### Exercise description:
Across the entries below, how many lines include the word "score"? Reply with only the number.
++++ Supplied records
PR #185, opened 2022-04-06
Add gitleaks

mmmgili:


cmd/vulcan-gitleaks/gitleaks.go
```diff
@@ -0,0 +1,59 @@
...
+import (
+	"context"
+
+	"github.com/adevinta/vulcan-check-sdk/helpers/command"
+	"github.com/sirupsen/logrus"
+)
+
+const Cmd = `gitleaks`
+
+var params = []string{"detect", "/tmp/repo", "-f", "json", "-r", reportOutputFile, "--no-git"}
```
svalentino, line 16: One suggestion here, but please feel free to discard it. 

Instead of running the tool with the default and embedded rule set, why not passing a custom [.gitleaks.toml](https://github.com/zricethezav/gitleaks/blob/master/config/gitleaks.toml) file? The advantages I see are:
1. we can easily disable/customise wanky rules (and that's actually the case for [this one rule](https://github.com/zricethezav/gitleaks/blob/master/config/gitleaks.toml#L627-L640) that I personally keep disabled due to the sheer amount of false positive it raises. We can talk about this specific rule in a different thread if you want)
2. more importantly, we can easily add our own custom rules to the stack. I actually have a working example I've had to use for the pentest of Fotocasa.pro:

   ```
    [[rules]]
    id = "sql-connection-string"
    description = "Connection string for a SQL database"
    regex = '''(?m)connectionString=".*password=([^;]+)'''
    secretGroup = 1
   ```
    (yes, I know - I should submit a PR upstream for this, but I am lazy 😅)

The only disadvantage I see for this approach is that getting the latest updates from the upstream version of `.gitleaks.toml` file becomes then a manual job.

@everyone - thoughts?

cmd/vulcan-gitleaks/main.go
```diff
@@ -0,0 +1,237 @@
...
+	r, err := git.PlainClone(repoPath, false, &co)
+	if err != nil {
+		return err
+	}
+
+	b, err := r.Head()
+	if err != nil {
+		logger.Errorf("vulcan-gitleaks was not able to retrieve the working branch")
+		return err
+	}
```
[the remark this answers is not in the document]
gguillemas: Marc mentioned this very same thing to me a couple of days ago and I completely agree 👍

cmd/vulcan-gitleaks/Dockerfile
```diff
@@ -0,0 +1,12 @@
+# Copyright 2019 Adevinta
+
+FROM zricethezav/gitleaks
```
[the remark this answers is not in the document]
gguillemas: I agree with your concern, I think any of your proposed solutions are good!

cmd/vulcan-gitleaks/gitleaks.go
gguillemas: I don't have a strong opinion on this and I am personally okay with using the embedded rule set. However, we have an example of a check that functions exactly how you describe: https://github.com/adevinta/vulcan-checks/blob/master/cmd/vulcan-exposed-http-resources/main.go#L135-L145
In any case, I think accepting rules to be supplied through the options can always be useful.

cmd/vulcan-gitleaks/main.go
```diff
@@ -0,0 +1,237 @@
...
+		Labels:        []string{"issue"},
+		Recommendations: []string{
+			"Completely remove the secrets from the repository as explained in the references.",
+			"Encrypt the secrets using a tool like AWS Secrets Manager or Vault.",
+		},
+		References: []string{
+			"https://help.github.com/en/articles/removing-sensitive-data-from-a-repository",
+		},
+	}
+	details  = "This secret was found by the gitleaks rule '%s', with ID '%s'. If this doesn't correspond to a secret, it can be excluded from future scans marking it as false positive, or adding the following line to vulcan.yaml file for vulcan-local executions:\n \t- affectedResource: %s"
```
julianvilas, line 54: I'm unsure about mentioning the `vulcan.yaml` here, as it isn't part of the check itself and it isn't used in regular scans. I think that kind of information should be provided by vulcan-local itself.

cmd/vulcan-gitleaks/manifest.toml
++++++++
++++ Supplied records
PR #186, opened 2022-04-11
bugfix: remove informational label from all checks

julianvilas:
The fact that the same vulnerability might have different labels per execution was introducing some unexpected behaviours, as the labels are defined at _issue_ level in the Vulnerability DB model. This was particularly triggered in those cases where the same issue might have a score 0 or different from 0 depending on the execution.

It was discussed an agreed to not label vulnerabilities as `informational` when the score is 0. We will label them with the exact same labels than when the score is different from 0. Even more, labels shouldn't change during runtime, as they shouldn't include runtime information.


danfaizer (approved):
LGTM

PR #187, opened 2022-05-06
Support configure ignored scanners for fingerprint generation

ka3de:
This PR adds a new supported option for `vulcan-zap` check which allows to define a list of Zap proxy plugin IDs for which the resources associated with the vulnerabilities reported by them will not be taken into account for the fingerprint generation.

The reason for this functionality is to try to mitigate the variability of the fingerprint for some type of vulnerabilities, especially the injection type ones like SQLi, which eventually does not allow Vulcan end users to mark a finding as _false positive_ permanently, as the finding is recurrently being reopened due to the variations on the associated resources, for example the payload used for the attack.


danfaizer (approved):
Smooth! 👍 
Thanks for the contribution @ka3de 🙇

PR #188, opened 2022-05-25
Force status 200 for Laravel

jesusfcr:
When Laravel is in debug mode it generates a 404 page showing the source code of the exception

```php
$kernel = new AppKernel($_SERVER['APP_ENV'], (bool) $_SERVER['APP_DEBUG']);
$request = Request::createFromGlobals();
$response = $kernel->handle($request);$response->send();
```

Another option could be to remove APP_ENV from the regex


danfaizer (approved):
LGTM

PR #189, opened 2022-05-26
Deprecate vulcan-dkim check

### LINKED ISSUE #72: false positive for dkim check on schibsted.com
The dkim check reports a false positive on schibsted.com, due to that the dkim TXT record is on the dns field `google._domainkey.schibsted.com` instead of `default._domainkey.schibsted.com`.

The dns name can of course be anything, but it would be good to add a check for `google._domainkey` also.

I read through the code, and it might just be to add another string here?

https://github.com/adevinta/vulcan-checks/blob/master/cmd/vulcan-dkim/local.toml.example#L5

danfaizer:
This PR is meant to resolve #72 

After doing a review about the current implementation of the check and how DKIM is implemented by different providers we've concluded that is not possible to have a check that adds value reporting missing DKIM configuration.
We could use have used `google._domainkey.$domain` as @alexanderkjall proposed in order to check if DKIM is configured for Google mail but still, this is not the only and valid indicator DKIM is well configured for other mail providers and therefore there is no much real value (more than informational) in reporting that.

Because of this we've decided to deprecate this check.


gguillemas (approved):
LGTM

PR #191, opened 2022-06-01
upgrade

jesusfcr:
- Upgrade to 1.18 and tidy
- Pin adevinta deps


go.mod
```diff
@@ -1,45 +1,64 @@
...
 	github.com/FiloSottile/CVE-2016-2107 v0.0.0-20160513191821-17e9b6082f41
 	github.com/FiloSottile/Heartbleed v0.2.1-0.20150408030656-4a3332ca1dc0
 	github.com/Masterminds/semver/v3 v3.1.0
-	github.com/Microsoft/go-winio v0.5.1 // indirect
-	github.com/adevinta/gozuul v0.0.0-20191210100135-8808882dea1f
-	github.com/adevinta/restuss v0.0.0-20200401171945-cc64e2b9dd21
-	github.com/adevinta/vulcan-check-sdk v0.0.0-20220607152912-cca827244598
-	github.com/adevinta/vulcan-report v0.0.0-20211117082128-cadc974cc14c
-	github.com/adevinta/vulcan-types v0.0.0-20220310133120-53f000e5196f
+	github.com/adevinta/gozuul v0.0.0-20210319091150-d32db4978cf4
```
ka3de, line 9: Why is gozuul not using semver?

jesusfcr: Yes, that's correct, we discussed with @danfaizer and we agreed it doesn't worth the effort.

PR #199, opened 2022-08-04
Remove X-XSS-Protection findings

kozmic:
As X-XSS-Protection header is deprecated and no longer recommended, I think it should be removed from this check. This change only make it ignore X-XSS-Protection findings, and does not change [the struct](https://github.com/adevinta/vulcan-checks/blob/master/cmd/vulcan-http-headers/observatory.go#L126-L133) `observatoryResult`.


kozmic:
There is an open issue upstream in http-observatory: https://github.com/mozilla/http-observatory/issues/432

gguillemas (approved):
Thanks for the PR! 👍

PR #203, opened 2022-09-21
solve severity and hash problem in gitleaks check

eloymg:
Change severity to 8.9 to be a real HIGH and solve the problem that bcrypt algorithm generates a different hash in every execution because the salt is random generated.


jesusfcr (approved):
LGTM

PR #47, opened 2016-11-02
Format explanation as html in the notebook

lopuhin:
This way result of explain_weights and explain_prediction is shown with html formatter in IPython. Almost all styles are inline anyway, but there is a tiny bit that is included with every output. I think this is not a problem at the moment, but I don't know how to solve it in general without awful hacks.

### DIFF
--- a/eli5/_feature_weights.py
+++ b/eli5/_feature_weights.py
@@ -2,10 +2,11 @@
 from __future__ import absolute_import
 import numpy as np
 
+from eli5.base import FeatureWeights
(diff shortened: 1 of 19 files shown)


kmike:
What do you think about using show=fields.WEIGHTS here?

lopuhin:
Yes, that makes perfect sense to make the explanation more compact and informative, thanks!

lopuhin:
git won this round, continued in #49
++++++++
### Finished exercise:
2